LLM Guardrails and Safety Patterns

· 2 min read
Sanjeev Sarda
High Performance Developer

Notes on AI/LLM guardrails and safety patterns from a book on "Agentic Design Patterns" by one of Google's Distinguished Engineers, Antonio Gulli.

walking

Guardrails and Safety Patterns

Provide a protective layer to guide agent behavior in order to prevent "harmful, biased, irrelevant or otherwise undesirable responses".

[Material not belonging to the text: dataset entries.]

PR #2374, opened 2025-07-19
unpublish contentfiles webhook endpoint

shanbady:

Closes https://github.com/mitodl/hq/issues/7810

This PR adds the following:
- Ability to remove/unpublish contentfiles (canvas only at the moment) via webhook
- A celery task that runs 1 time per week to keep all canvas courses in sync

### How can this be tested?
1. checkout this branch
2. restart celery
3. Run the following snippet to ingest a canvas course via webhook
```python
import hmac
import hashlib
import json
from time import time
import requests

data = {
	'content_path': 'canvas/course_content/28751/fc0418f679c7c7f5b7e9ec73c40665e1118d36d2e48f96df651e26a70e0e658c.imscc',
	'source':'canvas',
	'timestamp':time()
}
payload = bytes(json.dumps(data), 'utf-8')
secret = settings.WEBHOOK_SECRET
computed_signature = hmac.new(secret.encode(), payload, hashlib.sha256).hexdigest()

requests.post('http://open.odl.local:8063/api/v1/webhooks/content_files/', json=data, headers={'X-MITLearn-Signature': computed_signature})
```
4. That call should result in a 200 response. Give it a moment for celery to finish downloading and processing then check to confirm there is a canvas learning resource via shell or django admin: `LearningResource.objects.filter(etl_source="canvas")`
5. Now send a request to delete the canvas course via webhook via:
```python
import hmac
import hashlib
import json
import requests
from time import time
data = {
	'course_id': '28751',
	'source':'canvas',
	'timestamp':time()
}
payload = bytes(json.dumps(data), 'utf-8')
secret = "please-change-this"
computed_signature = hmac.new(secret.encode(), payload, hashlib.sha256).hexdigest()

requests.post('http://open.odl.local:8063/api/v1/webhooks/content_files/delete/', json=data, headers={'X-MITLearn-Signature': computed_signature})
```
6.  `LearningResource.objects.filter(etl_source="canvas")` should return empty (or be missing that particular course if you have other canvas courses)


webhooks/views.py
```diff
@@ -45,35 +50,83 @@ class ContentFileWebhookView(BaseWebhookView):
...
+    """
+    Process a content file DELETE webhhook request based on the ETL source
+    """
+    etl_source = data.get("source")
+    if etl_source == ETLSource.canvas.name:
+        course_id = data.get("course_id")
+        if course_id:
+            try:
+                resource = LearningResource.objects.get(
+                    readable_id__istartswith=course_id, etl_source=ETLSource.canvas.name
```
mbertrand, line 124: This could potentially cause problems if the course_id is `287` and there is also a canvas course_id of `2871`.  Since the `readable_id` is `<canvas_course_id>_<course_code>`, might be best to change this slightly to include the `_`:  

```python
readable_id__istartswith=f"{course_id}_"
```

webhooks/views.py
```diff
@@ -45,35 +50,83 @@ class ContentFileWebhookView(BaseWebhookView):
...
+                )
+                resource.published = False
+                resource.test_mode = False
+                resource.save()
+                resource_unpublished_actions(resource)
+                resource.delete()
```
mbertrand, line 130: If it's going to be deleted, you don't need to change the values of `published` and `test_mode`.  Or you can not delete it and just change the above values, I think either approach is fine, though usually we unpublish old resources instead of deleting them.

If you prefer to delete, there is a  `learning_resources.utils.resource_delete_actions` function which should call the `resource_before_delete` hook, triggering plugins of the same name in `channels.plugins` (remove any topics exclusive to that resource, then delete the resource) and `learning_resources_search.plugins` (remove from ES and qdrant).  So you could replace the 2 lines immediately above with `resource_delete_actions(resource)` though I didn't test this to verify.

mbertrand (changes requested):

PR #2384, opened 2025-07-22
separate login and signup redirects

ChristopherChudzicki:
Closes https://github.com/mitodl/hq/issues/7734

This PR adds separate redirect parameters for login and signup. The goal is to allow different login/signup links to behave differently from one another:
- some will redirect to `/onboarding?next={original-url}` upon **signup**, and to `original-url` upon **login**.
    - achieved via `signup_next=/onboarding?next={original-url}` and `next=original-url`
- others will redirect to `/onboarding?next=/dashboard` upon **signup**, and to `original-url` upon **login**.
    - achieved via `signup_next=/onboarding?next=dashboard` and `next=original-url`

### How can this be tested?
Locally, for non-org users, check that:

1. Login redirects you to the current page, always.
2. Signup from the "Signup popover" redirects you to the current page AFTER onboarding.
    - Signup popover can be triggered by clicking the bookmark buttons on cards, or by clicking "Subscribe" on channel pages.
3. Signup from all other signup links (Header on any page; "Sign up" in blue section on homepage) redirects you to dashboard AFTER onboarding.

For org users, separate logic not touched in this PR redirects to `/dashboard/org-name` after signup.

### DIFF
--- a/frontends/main/src/app-pages/B2BAttachPage/B2BAttachPage.tsx
+++ b/frontends/main/src/app-pages/B2BAttachPage/B2BAttachPage.tsx
@@ -42,9 +42,11 @@ const B2BAttachPage: React.FC<B2BAttachPageProps> = ({ code }) => {
       return
     }
     if (!user?.is_authenticated) {
-      const loginUrlString = urls.login({
-        pathname: urls.b2bAttachView(code),
-        searchParams: new URLSearchParams(),
+      const loginUrlString = urls.auth({
+        loginNext: {
+          pathname: urls.b2bAttachView(code),
+          searchParams: null,
+        },
       })
       const loginUrl = new URL(loginUrlString)
       loginUrl.searchParams.set("skip_onboarding", "1")


authentication/views.py
```diff
@@ -73,15 +73,18 @@ def get(
...
-                params = urlencode({"next": redirect_url})
-                redirect_url = f"{settings.MITOL_NEW_USER_LOGIN_URL}?{params}"
+            if request.GET.get("skip_onboarding", "0") == "0":
+                params = urlencode({"next": signup_redirect_url})
+                login_redirect_url = f"{settings.MITOL_NEW_USER_LOGIN_URL}?{params}"
                 profile.completed_onboarding = True
                 profile.save()
-        return redirect(redirect_url)
+            else:
+                return redirect(signup_redirect_url)
```
rhysyngsun, line 89: It's possible that `signup_next` isn't specified and I think it's reasonable to have this implemented so that it's not required. In that case, it should fall back to `next`, otherwise the default (`/app`).

rhysyngsun (changes requested):

rhysyngsun (commented):
Code looks good, will finish functional testing tomorrow

rhysyngsun (approved):
LGTM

Other reasons for guardrails:

  • Legal
  • Compliance

Guardrails can be implemented using "lower power" but faster LLM models. They should be teamed up with observability to understand when they're being triggered, false positives and general user behavior.

Where to Apply Guardrails

  • Input validation - filter malicious content and prevent jailbreak attacks.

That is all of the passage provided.